THE FIRST AMERICAN TROOPS TO REACH EUROPE MARCHING THROUGH LONDON AMID THE CHEERS OF THOUSANDS OF OUR BRITISH ALLIES
Copyright by Committee on Public Information.
I heard a first lieutenant from Mississippi say to a young United Presbyterian minister: "I came to talk to you to-day because you are different. I feel myself slipping. At bayonet practice a man loses a lot of the things he doesn't want to forget."
I would not refer to this if it were the only incident of its kind.
I have given my two stories of preachers who got away with a poor start. I saw hundreds of preachers in France, American preachers with the Y. M. C. A. and others serving as chaplains. They are a great lot! Measured by every obligation of their ordination, and by their ability and their willingness to adapt themselves to these unprepared-for and utterly unanticipated conditions, they are a great lot! The American preacher in France is a minister. He is doing a tremendous work now, and he will do a far greater work when he returns.

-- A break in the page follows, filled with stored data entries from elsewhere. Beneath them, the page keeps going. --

PR #2496, opened 2022-04-14
k6-dev-tool container

olegbespalov:
# What?

This PR introduces the possibility to build a `k6-dev-tools` container that contributors/maintainers can use during the development. The idea is to keep "locked" the versions of the tools there and use this for the common operations like running the linter, applying the auto-fixes, code generation, and so on (the origin from there https://github.com/grafana/k6/pull/2437#discussion_r850159605).

How to use it?

Build it with
```bash
make make build-k6-dev-tools
```

Then run either: 

```bash
make lint
```
or
```bash
make fix
```
or
```bash
make generate
```

# Why?

It improves the developer's UX, and I believe should help external maintainers.


javaducky:
Just a side comment about the `Makefile`. WDYT about adding a `make help` target which lists the targets with descriptions. And example is [here](https://github.com/grafana/xk6/blob/9001905aa9172b94b0cfd3ff75274d933eeeed9c/Makefile#L5-L13).

This would allow folks to see the available targets as the following:
```
$ make help
Usage: make <OPTIONS> ... <TARGETS>

Available targets are:

  help           Prints a list of available build targets.
  clean          Removes any previously created build artifacts.
  build          Builds the 'xk6' binary.
  build-docker
  format         Applies Go formatting to code.
  test           Executes any unit tests.
  vendor         Pulls source for external dependencies.

Targets run by default are: clean, format, test, and build
```

javaducky:
Not sure why the linting via Docker is such a significant time difference... 1.5m versus 11s.

```
~/Develop/k6  feat/docker-dev ✔                                                                                                                                2h31m  
▶ time make lint
make lint  0.06s user 0.06s system 0% cpu 1:30.46 total

~/Develop/k6  feat/docker-dev ✔                                                                                                                                2h32m  
▶ time golangci-lint run --fix --new-from-rev master ./...
golangci-lint run --fix --new-from-rev master ./...  15.86s user 1.31s system 151% cpu 11.336 total
```

olegbespalov:
@javaducky yeah, `make help` is a nice thing, added

>Not sure why the linting via Docker is such a significant time difference... 1.5m versus 11s.

I guess it's related to the cache (the previous implementation has it). I return now should be better (after the first run).

Makefile
```diff
@@ -1,30 +1,73 @@
...
+format:
+	$(call run_k6_tools,gofumpt -w .)
 
-ci-like-lint :
-	@docker run --rm -t -v $(shell pwd):/app \
-		-v $(TMPDIR)/golangci-cache-$(GOLANGCI_LINT_VERSION):/golangci-cache \
-		--env "GOLANGCI_LINT_CACHE=/golangci-cache" \
-		-w /app golangci/golangci-lint:$(GOLANGCI_LINT_VERSION) \
-		make lint
+## fix: Runs golangci-lint with the verson that used inside the CI.
```
javaducky, line 44: Copy/paste inheritance 😉.  Should substitute "fix" with "lint" to match the target name.

olegbespalov: :facepalm:

javaducky:
LGTM if there are no objections from others with the switch to Docker tooling. 👍

codebien (approved):
LGTM

na-- (dismissed):

Dockerfile.dev
```diff
@@ -0,0 +1,19 @@
+FROM golang:1.17
```
MStoykov, line 1: This image is 1.31GB ... and cleaning the cache doesn't help.

 It seems that it is due to the go install which has the stdlib precomipiled a bunch.

Do we really need it once the tools below are build? Can we maybe copy it to a different, smaller image. All the tools below are under 100mb.

olegbespalov: Well, to be honest, we don't need all tools installed, but to be honest, the size of the tools container is not so important. It's not the image that pulls in the CI during the deployment, right? 

I'd say that the more important is the maintainability. So fewer instructions it has is better :man_shrugging: 

Not sure that here applies the same approach as we do in the main image since, for example, for the lining, we need the binary and go installed. But let me try to iterate on this. Maybe we can decrease it :thinking:

olegbespalov: So, migrated to the alpine (it's also consistent with the main `Dockerfile`), the size is decreased but still significant. So maybe we can iterate on it in the following PRs? In any case, I hope that this will be a team's effort so it can be constantly improved. WDYT?

```bash
docker image ls | grep k6-dev-tools
k6-dev-tools                      latest          0787216b5245   About an hour ago   888MB
```

na-- (changes requested):
Actually, I am not so sure if this is as beneficial as I initially thought :thinking: I imagine all of us have (and any prospective k6 developer will have) Go installed on our systems, so I don't see the benefit of lugging a 800+MB docker image around just to run lint and `go generate`... I'd definitely prefer to install the correct `enumer`, `golangci-lint`, etc. versions directly on my machine with `go install tool@version`...

So :-1: for packaging this in docker. :+1: for having a `make` target that installs all of the correct versions.

olegbespalov:
@na-- I see your point, but the idea is to help all maintainers/contributors (maybe even the external are the first audience). I thought that docker, in that case, was the best approach. 

If the only size is the case, let me try to iterate on that. I believe there are still possible improvements without decreasing Dockerfile's maintainability.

I wish that every pastor in America could have at least six months in actual service overseas. It would pay any congregation to finance its minister's trip abroad for service with the Y. M. C. A.
As to the programme of the Kingdom itself, these men who have heard the great spiritual voice of Civilization in her rebirth, who have toiled and listened through long and terrifying days that crowded out of their lives the petty and superficial things, who have thrilled with the uncovered cries of men for the answer to their heart questionings, for the realization of their soul quests, will not return to be contented within the ancient walls of ecclesiasticism and sectarian differences. They, with the hundreds of thousands they have ministered to, will strike mightily against the props of outgrown systems. With the re-enforcements already promised from missionary lands, they will save us from ourselves, and together we shall set Christ free in His own temple. These who have seen the folly of a too long divided command on the western front, and who have witnessed the wisdom of a generalissimo there, will call for a United Army under the Divine Generalissimo, to press forward on the spiritual front of the world.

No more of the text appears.